:: SOURCE DATA
PR #1738, opened 2026-07-01
👌 Render needs_role_need_template with Jinja

chrisjsewell:
Implements #1697 and supersedes #1698, rebased on the current `master` (the #1698 branch is on a fork and behind master, so it couldn't be updated directly).

`needs_role_need_template` and the inline `:need:`[[...]] <ID>`` role text are now rendered with **Jinja** (via MiniJinja) instead of Python's `str.format`.

### What changed
- **Jinja rendering** for `needs_role_need_template` and the inline `[[...]]` role text. Filters and control structures (`{% if %}`, `| upper`, …) are now supported.
- **Applies the review suggestion from #1698** ([`#discussion_r3174125896`](https://github.com/useblocks/sphinx-needs/pull/1698#discussion_r3174125896)): instead of rewriting `[[`/`]]` → `{{`/`}}` with `str.replace`, the inline template is compiled with `[[` / `]]` configured as MiniJinja's variable delimiters. `sphinx_needs/_jinja.py`'s `compile_template` / `render_template_string` (and the env helpers) now accept `variable_start_string` / `variable_end_string`, and the env cache is keyed on them.
- **New template variables**: `id_complete`, `id_parent`, `id_part`, `is_need`, `is_part`, plus a `need` object exposing the same fields (e.g. `{{ need.type }}`).
- **Robustness**: an invalid template warns once and falls back to `title (id)` instead of breaking the build.
- **Docs + changelog**: migrated `{field}` → `{{ field }}` examples, documented the new variables, and added a changelog + `versionchanged` note.

### How breaking is this?
Only users with a **custom** `needs_role_need_template` (or inline `[[...]]` using format-specs) are affected — anyone on the default is unaffected, since the default was migrated too. The risky part is that, without mitigation, an old `str.format` template would produce **silent wrong output**, not a crash:

| Existing template | Old output (`str.format`) | New output (Jinja, no shim) |
|---|---|---|
| `"[{id}] {title}"` | `[REQ_1] My title` | `[{id}] {title}` ← literal braces |
| `"{title:*^20s}"` | `*****My title******` | `{title:*^20s}` ← literal |
| `"{content:.30}"` | first 30 chars of content | `{content:.30}` ← literal |
| `"{{literal}}"` (escaped brace) | `{literal}` | `` ← parsed as Jinja var, empty |

### Mitigation — backward-compat shim
To avoid that silent breakage, templates that use the legacy `str.format` syntax (a `{field}` reference with no Jinja `{{ }}` / `{% %}` / `{# #}` markers) are **still rendered with `str.format`**, and a one-time `needs.deprecated` warning is emitted pointing at the migration. So existing configs keep working unchanged; users just get a clear, actionable warning. The old syntax is documented as deprecated and will be removed in a future release. (`{{literal}}` — the escaped-brace form — is inherently ambiguous with Jinja and is treated as Jinja; this is an accepted edge case.)

### Tests
- `tests/test_role_need_template.py`: control structures, filters, need parts, inline `[[...]]`; a legacy-template fixture asserting old syntax still renders **and** warns; an invalid-template fallback fixture; and unit tests for the legacy-detection heuristic.
- New `tests/test_jinja.py`: unit tests for the delimiter support (default vs `[[`/`]]`, cache keyed on delimiters, block syntax preserved, invalid syntax raises).


PhilipPartsch (approved):
Looks wonderful, Thanks @chrisjsewell

chrisjsewell:
> Looks wonderful, Thanks @chrisjsewell 

Sorry I didn't put it into the latest release @PhilipPartsch , because me and @ubmarco were a little cautious on it being breaking to users. So just want to think on it a little more first (but I hope it is close)

ubmarco:
## Backwards-compatibility analysis

Since the concern with this change has always been *silent* breakage of existing
`needs_role_need_template` / inline `:need:`[[…]] <ID>`` configs, here's a full
accounting of who is affected and how loudly. (Examples assume a need with
`title = "My title"`, `id = "REQ_1"`.)

### Config template — `needs_role_need_template`

The render path is chosen by `_is_legacy_format_template`: a `{field}` reference with
**no** Jinja markers (`{{`, `{%`, `{#`) is rendered the old way with `str.format` (plus a
one-time `needs.deprecated` warning); everything else goes through Jinja.

| Template | Old (`str.format`) | New | Verdict |
|---|---|---|---|
| *default* — `{title} ({id})`, migrated to `{{ title }} ({{ id }})` | `My title (REQ_1)` | `My title (REQ_1)` | ✅ identical, no warning |
| `"[{id}] {title}"` (typical custom) | `[REQ_1] My title` | `[REQ_1] My title` (shim) | ✅ identical + deprecation warning |
| `"{title:.4}"` (format spec) | `My t` | `My t` (shim) | ✅ identical + warning |
| `"{{literal}}"` (str.format escaped brace) | `{literal}` | `` (empty) | ❌ **silent** — `{{` reads as a Jinja var |

So the common case — custom `{field}` templates, with or without format specs — keeps
working unchanged; the only *silent* break is the escaped-brace `{{ … }}` form, which the
PR description already flags as an accepted edge case. (Users who explicitly set the *old
default* string also get a harmless deprecation warning.)

### Inline role text — `:need:`[[…]] <ID>``

This path is **Jinja-only** — there is no legacy `str.format` fallback here, unlike the
config template.

| Inline text | Old | New | Verdict |
|---|---|---|---|
| `[[title]]` | `My title` | `My title` | ✅ |
| `[[ title ]]` (spaces) | KeyError → warn, empty | `My title` | ✅ improved |
| `[[title:.4]]` (format spec) | `My t` | parse error → warn, **empty** | ❌ breaks (warned) |
| `[[missing_field]]` | KeyError → warn, empty | undefined → **silent** empty | ⚠️ minor |

### Net assessment

- The mitigation covers the realistic majority: custom `{field}` config templates render
  byte-identically, with a clear one-time deprecation warning pointing at the migration.
- Residual breakage is **narrow**: escaped-brace config templates (silent, acknowledged)
  and inline format specs (warned). Both are uncommon.
- Two asymmetries worth a line of docs (not blockers):
  1. The inline path has no legacy shim, so `str.format` semantics that survive on the
     config path break inline. Either mirror the shim or document inline as Jinja-only.
  2. The deprecation guidance "migrate `{field}` → `{{ field }}`" isn't a valid conversion
     for format specs (`{title:.4}` → `{{ title:.4 }}` is invalid Jinja). Worth pointing
     format-spec users at Jinja filters (`| truncate`, `| center`, `format(...)`).

Overall the silent-breakage risk that kept this out of 8.2.0 looks well-contained. 👍

<sub>Branch updated to current `master` (only `docs/changelog.rst` conflicted, resolved
into a new *Unreleased* section); the `versionchanged` / `deprecated` markers now read
`unreleased` instead of `8.2.0`.</sub>

ubmarco (approved):

PR #1740, opened 2026-07-06
Feature/external sources in needsjson

cpolzer:
## Problem

When needs_builder_filter is relaxed to include external needs in needs.json, downstream consumers lose the provenance metadata. (information on the configured external needs in a producer -> links can for consumers not be generated anymore).

This probably is not an easy thing to merge - i would guess other tooling handling external needs would need to adapt first or follow?

The extended example is:

1.) I have a sphinx-needs "Project A" consuming external needs and publishing them to needs.json
2.) "Project B" consumes  "Project A" needs.json -> the links from project A cannot be rebuild because the external needs configuration of "Project A" is not known. 

## Solution

- external_sources list in the version block
- (and/or) external_source field on each external need
- Transitive inheritance from consumed JSON files

## Testing

tox -e py312 -- tests/test_external.py tests/test_needs_external_needs_build.py

### DIFF
--- a/docs/changelog.rst
+++ b/docs/changelog.rst
@@ -4,6 +4,28 @@
 Changelog
 =========
 
+Unreleased
+----------
+
+External sources provenance in needs.json
+.........................................
+
+When external needs are included in the ``needs.json`` output (by relaxing
+:ref:`needs_builder_filter`), the JSON now contains an ``external_sources``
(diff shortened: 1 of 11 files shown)


cpolzer:
Further thinking about it. Maybe we just want to store a base url on needs_builder building the needs.json that can be used to automatically configure the external needs...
::::
YOUR ASSIGNMENT: The lines above from the one with "goes through Jinja." through the one with "deprecation warning |" are to be duplicated exactly, ends included, with nothing added.

ANSWER:
one-time `needs.deprecated` warning); everything else goes through Jinja.

| Template | Old (`str.format`) | New | Verdict |
|---|---|---|---|
| *default* — `{title} ({id})`, migrated to `{{ title }} ({{ id }})` | `My title (REQ_1)` | `My title (REQ_1)` | ✅ identical, no warning |
| `"[{id}] {title}"` (typical custom) | `[REQ_1] My title` | `[REQ_1] My title` (shim) | ✅ identical + deprecation warning |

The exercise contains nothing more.